▶ **Directions**:
Give back every record below precisely as written.

------------------------------------------------------------------------

PR #111, opened 2026-06-10
PHP parser: fix 8 finder bugs

gadievron:
## PHP parser: fix 8 finder bugs

Local-only branch `pr/php-parser` off master `368b559`. One of a coordinated 7-PR set fixing parser/reachability bugs found by the OpenAnt finder. **File-disjoint from the other 6 PRs** (no merge collision; any order).

Addresses 9 finder bug-ids (8 distinct fixes; 1 ride a same-PR canonical).

### Bugs fixed
- `[7]` php-nested-extraction (php/extraction_gap) — genuinely-new (no prior logged entry)
- `[20]` php-dataflow_loss-199 (php/dataflow_loss) — **Fixes BUG-011** (previously logged; was fixed only on an unmerged branch, still live on master 368b559)
- `[25]` php-metadata-420-attrstartline (php/metadata_correctness) — genuinely-new (no prior logged entry)
- `[28]` php-schema_field_drift-239-isstatic (php/schema_field_drift) — genuinely-new (no prior logged entry)
- `[36]` php-extraction_gap-407-enum (php/extraction_gap) — genuinely-new (no prior logged entry)
- `[43]` php-unit_metadata-163-namespace (php/unit_metadata_correctness) — genuinely-new (no prior logged entry)
- `[52]` php-namespace_dispatch-253-parent (php/namespace_dispatch) — **Fixes BUG-022** (previously logged; was fixed only on an unmerged branch, still live on master 368b559)
- `[53]` php-extraction_gap-249-enum (php/extraction_gap) — duplicate of [36] in this PR; closed by the same fix (no separate change)
- `[54]` php-metadata-390-bracelessns (php/metadata_correctness) — genuinely-new (no prior logged entry)

### Dedup status (independent + judge, from raw)
6 genuinely-new · 2 duplicate-of-curated (cross-ref above) · 0 covered-by-curated · 1 intra-PR-duplicate. All re-confirmed STILL PRESENT on pristine master `368b559` (`git show 368b559:`).

### Tests
Verified GREEN in isolation off pristine `368b559`: **16 passed (tests/parsers/php/)**. New per-bug regression tests + a `test_<lang>_schema_completeness.py` field-contract guard.

### Notes
- TDD per bug (RED→GREEN); independent + judge verified each fix from raw against master.
- No behavior change outside the listed parser(s).

🤖 Generated with [Claude Code](https://claude.com/claude-code)

PR #110, opened 2026-06-10
Zig parser: fix 6 finder bugs

gadievron:
## Zig parser: fix 6 finder bugs

Local-only branch `pr/zig-parser` off master `368b559`. One of a coordinated 7-PR set fixing parser/reachability bugs found by the OpenAnt finder. **File-disjoint from the other 6 PRs** (no merge collision; any order).

Addresses 6 finder bug-ids (6 distinct fixes; 0 ride a same-PR canonical).

### Bugs fixed
- `[3]` zig-local-type-dispatch (zig/namespace_dispatch) — same defect as **BUG-044 (zig leg)** (characterized but unmerged; this lands it on master)
- `[16]` zig-extraction_gap-147 (zig/extraction_gap) — genuinely-new (no prior logged entry)
- `[17]` zig-builtin_filter_leak-234 (zig/builtin_filter_leak) — genuinely-new (no prior logged entry)
- `[26]` zig-metadata-265-test (zig/metadata_correctness) — genuinely-new (no prior logged entry)
- `[37]` zig-extraction_gap-106-structmethod (zig/extraction_gap) — same defect as **BUG-095/096** (characterized but unmerged; this lands it on master)
- `[41]` zig-dataflow_loss-298-alias (zig/dataflow_loss) — genuinely-new (no prior logged entry)

### Dedup status (independent + judge, from raw)
4 genuinely-new · 0 duplicate-of-curated (cross-ref above) · 2 covered-by-curated · 0 intra-PR-duplicate. All re-confirmed STILL PRESENT on pristine master `368b559` (`git show 368b559:`).

### Tests
Verified GREEN in isolation off pristine `368b559`: **12 passed (tests/parsers/zig/)**. New per-bug regression tests. (No `test_<lang>_schema_completeness.py` / `test_callgraph_symmetry.py` parser-infra in this PR — a follow-up; master has none either.)

### Notes
- TDD per bug (RED→GREEN); independent + judge verified each fix from raw against master.
- No behavior change outside the listed parser(s).

🤖 Generated with [Claude Code](https://claude.com/claude-code)

PR #126, opened 2026-06-17
fix(go-parser): key generic-type methods on base type, not "unknown"

gadievron:
## Summary
The Go parser keys methods on **generic types** (`func (s *Stack[T]) Push(...)`, `func (p *Pair[K,V]) Key(...)`) under a bogus class name **`unknown`** instead of the real type, because the receiver-type stringifier `typeToString` has no case for Go's generic-instantiation AST nodes (`*ast.IndexExpr` / `*ast.IndexListExpr`) and falls through to `default: return "unknown"`.

Impact (all confirmed on this branch's base):
- **Wrong unit id** — `m.go:unknown.Push` instead of `m.go:Stack.Push`.
- **Silent data loss** — distinct generic types' same-named methods (`Stack[T].Len`, `Queue[T].Len`) collapse to one id `m.go:unknown.Len`; the store (`output.Functions[id] = info`) overwrites, so one real unit is dropped.
- **Dropped call edges** — generic call sites `Gen[K,V]()` (`*ast.IndexListExpr`) and generic method calls `obj.M[T]()` were not recovered by `analyzeCallExpr`.

Generic types are idiomatic Go since 1.18, so this hits modern codebases broadly.

## Changes
- **`extractor.go` `typeToString`**: add `case *ast.IndexExpr` and `case *ast.IndexListExpr`, each recursing into `t.X` so the class key is the bare base type (`Stack`, `Pair`).
- **`callgraph.go` `analyzeCallExpr`**: unwrap a leading `IndexExpr`/`IndexListExpr` then reuse the existing `Ident`/`SelectorExpr` classification — fixes all four generic call shapes and recovers the receiver for generic method calls.
- **`extractor.go` `duplicateIDWarning`**: emit an `os.Stderr` warning when a `funcID` collides on store, so any future class-key collapse fails loudly instead of silently overwriting. JSON output shape unchanged.

## Tests
5 new Go tests: generic-receiver class keys (pointer/value/multi-param), the no-collision data-loss regression (`Stack.Len` + `Queue.Len` stay distinct), generic call recovery, and the dup-guard. `go test ./...` green; `gofmt`/`go vet` clean.

## Scope & related work (please read before requesting "why not Zig/PHP too?")
This PR is **Go-only by design and is self-contained** — it touches only `parsers/go/go_parser/` and has **no cross-parser dependency**. The Go parser uses the standard-library `go/ast`, whose node types are stable, so this lands cleanly on `master`.

The same class-key-collapse family also affects the **Zig and PHP** parsers. Those fixes are in a **separate PR** that depends on the parser-rewrite PRs **#110** (Zig) and **#111** (PHP) and so targets the `staging/parser-fix-stack` integration branch, not `master`. This Go PR is **independent** of all of that — `go/ast` node types are stable — so do not block it on them.

## Notes
- For the class key the `[T]` type arguments are intentionally dropped (we want `Stack`, not `Stack[T]`); the receiver string is a display field, not used for resolution.
- Known pre-existing, out-of-scope edges (not introduced here): a slice/map-index call `funcs[i]()` reports the container identifier as the call name; a parenthesized receiver `func ((T)) M()` still hits `default` (now observable via the dup-guard).


gadievron:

------------------------------------------------------------------------

▶ **Exercise solution**:
PR #111, opened 2026-06-10
PHP parser: fix 8 finder bugs

gadievron:
## PHP parser: fix 8 finder bugs

Local-only branch `pr/php-parser` off master `368b559`. One of a coordinated 7-PR set fixing parser/reachability bugs found by the OpenAnt finder. **File-disjoint from the other 6 PRs** (no merge collision; any order).

Addresses 9 finder bug-ids (8 distinct fixes; 1 ride a same-PR canonical).

### Bugs fixed
- `[7]` php-nested-extraction (php/extraction_gap) — genuinely-new (no prior logged entry)
- `[20]` php-dataflow_loss-199 (php/dataflow_loss) — **Fixes BUG-011** (previously logged; was fixed only on an unmerged branch, still live on master 368b559)
- `[25]` php-metadata-420-attrstartline (php/metadata_correctness) — genuinely-new (no prior logged entry)
- `[28]` php-schema_field_drift-239-isstatic (php/schema_field_drift) — genuinely-new (no prior logged entry)
- `[36]` php-extraction_gap-407-enum (php/extraction_gap) — genuinely-new (no prior logged entry)
- `[43]` php-unit_metadata-163-namespace (php/unit_metadata_correctness) — genuinely-new (no prior logged entry)
- `[52]` php-namespace_dispatch-253-parent (php/namespace_dispatch) — **Fixes BUG-022** (previously logged; was fixed only on an unmerged branch, still live on master 368b559)
- `[53]` php-extraction_gap-249-enum (php/extraction_gap) — duplicate of [36] in this PR; closed by the same fix (no separate change)
- `[54]` php-metadata-390-bracelessns (php/metadata_correctness) — genuinely-new (no prior logged entry)

### Dedup status (independent + judge, from raw)
6 genuinely-new · 2 duplicate-of-curated (cross-ref above) · 0 covered-by-curated · 1 intra-PR-duplicate. All re-confirmed STILL PRESENT on pristine master `368b559` (`git show 368b559:`).

### Tests
Verified GREEN in isolation off pristine `368b559`: **16 passed (tests/parsers/php/)**. New per-bug regression tests + a `test_<lang>_schema_completeness.py` field-contract guard.

### Notes
- TDD per bug (RED→GREEN); independent + judge verified each fix from raw against master.
- No behavior change outside the listed parser(s).

🤖 Generated with [Claude Code](https://claude.com/claude-code)

PR #110, opened 2026-06-10
Zig parser: fix 6 finder bugs

gadievron:
## Zig parser: fix 6 finder bugs

Local-only branch `pr/zig-parser` off master `368b559`. One of a coordinated 7-PR set fixing parser/reachability bugs found by the OpenAnt finder. **File-disjoint from the other 6 PRs** (no merge collision; any order).

Addresses 6 finder bug-ids (6 distinct fixes; 0 ride a same-PR canonical).

### Bugs fixed
- `[3]` zig-local-type-dispatch (zig/namespace_dispatch) — same defect as **BUG-044 (zig leg)** (characterized but unmerged; this lands it on master)
- `[16]` zig-extraction_gap-147 (zig/extraction_gap) — genuinely-new (no prior logged entry)
- `[17]` zig-builtin_filter_leak-234 (zig/builtin_filter_leak) — genuinely-new (no prior logged entry)
- `[26]` zig-metadata-265-test (zig/metadata_correctness) — genuinely-new (no prior logged entry)
- `[37]` zig-extraction_gap-106-structmethod (zig/extraction_gap) — same defect as **BUG-095/096** (characterized but unmerged; this lands it on master)
- `[41]` zig-dataflow_loss-298-alias (zig/dataflow_loss) — genuinely-new (no prior logged entry)

### Dedup status (independent + judge, from raw)
4 genuinely-new · 0 duplicate-of-curated (cross-ref above) · 2 covered-by-curated · 0 intra-PR-duplicate. All re-confirmed STILL PRESENT on pristine master `368b559` (`git show 368b559:`).

### Tests
Verified GREEN in isolation off pristine `368b559`: **12 passed (tests/parsers/zig/)**. New per-bug regression tests. (No `test_<lang>_schema_completeness.py` / `test_callgraph_symmetry.py` parser-infra in this PR — a follow-up; master has none either.)

### Notes
- TDD per bug (RED→GREEN); independent + judge verified each fix from raw against master.
- No behavior change outside the listed parser(s).

🤖 Generated with [Claude Code](https://claude.com/claude-code)

PR #126, opened 2026-06-17
fix(go-parser): key generic-type methods on base type, not "unknown"

gadievron:
## Summary
The Go parser keys methods on **generic types** (`func (s *Stack[T]) Push(...)`, `func (p *Pair[K,V]) Key(...)`) under a bogus class name **`unknown`** instead of the real type, because the receiver-type stringifier `typeToString` has no case for Go's generic-instantiation AST nodes (`*ast.IndexExpr` / `*ast.IndexListExpr`) and falls through to `default: return "unknown"`.

Impact (all confirmed on this branch's base):
- **Wrong unit id** — `m.go:unknown.Push` instead of `m.go:Stack.Push`.
- **Silent data loss** — distinct generic types' same-named methods (`Stack[T].Len`, `Queue[T].Len`) collapse to one id `m.go:unknown.Len`; the store (`output.Functions[id] = info`) overwrites, so one real unit is dropped.
- **Dropped call edges** — generic call sites `Gen[K,V]()` (`*ast.IndexListExpr`) and generic method calls `obj.M[T]()` were not recovered by `analyzeCallExpr`.

Generic types are idiomatic Go since 1.18, so this hits modern codebases broadly.

## Changes
- **`extractor.go` `typeToString`**: add `case *ast.IndexExpr` and `case *ast.IndexListExpr`, each recursing into `t.X` so the class key is the bare base type (`Stack`, `Pair`).
- **`callgraph.go` `analyzeCallExpr`**: unwrap a leading `IndexExpr`/`IndexListExpr` then reuse the existing `Ident`/`SelectorExpr` classification — fixes all four generic call shapes and recovers the receiver for generic method calls.
- **`extractor.go` `duplicateIDWarning`**: emit an `os.Stderr` warning when a `funcID` collides on store, so any future class-key collapse fails loudly instead of silently overwriting. JSON output shape unchanged.

## Tests
5 new Go tests: generic-receiver class keys (pointer/value/multi-param), the no-collision data-loss regression (`Stack.Len` + `Queue.Len` stay distinct), generic call recovery, and the dup-guard. `go test ./...` green; `gofmt`/`go vet` clean.

## Scope & related work (please read before requesting "why not Zig/PHP too?")
This PR is **Go-only by design and is self-contained** — it touches only `parsers/go/go_parser/` and has **no cross-parser dependency**. The Go parser uses the standard-library `go/ast`, whose node types are stable, so this lands cleanly on `master`.

The same class-key-collapse family also affects the **Zig and PHP** parsers. Those fixes are in a **separate PR** that depends on the parser-rewrite PRs **#110** (Zig) and **#111** (PHP) and so targets the `staging/parser-fix-stack` integration branch, not `master`. This Go PR is **independent** of all of that — `go/ast` node types are stable — so do not block it on them.

## Notes
- For the class key the `[T]` type arguments are intentionally dropped (we want `Stack`, not `Stack[T]`); the receiver string is a display field, not used for resolution.
- Known pre-existing, out-of-scope edges (not introduced here): a slice/map-index call `funcs[i]()` reports the container identifier as the call name; a parenthesized receiver `func ((T)) M()` still hits `default` (now observable via the dup-guard).


gadievron:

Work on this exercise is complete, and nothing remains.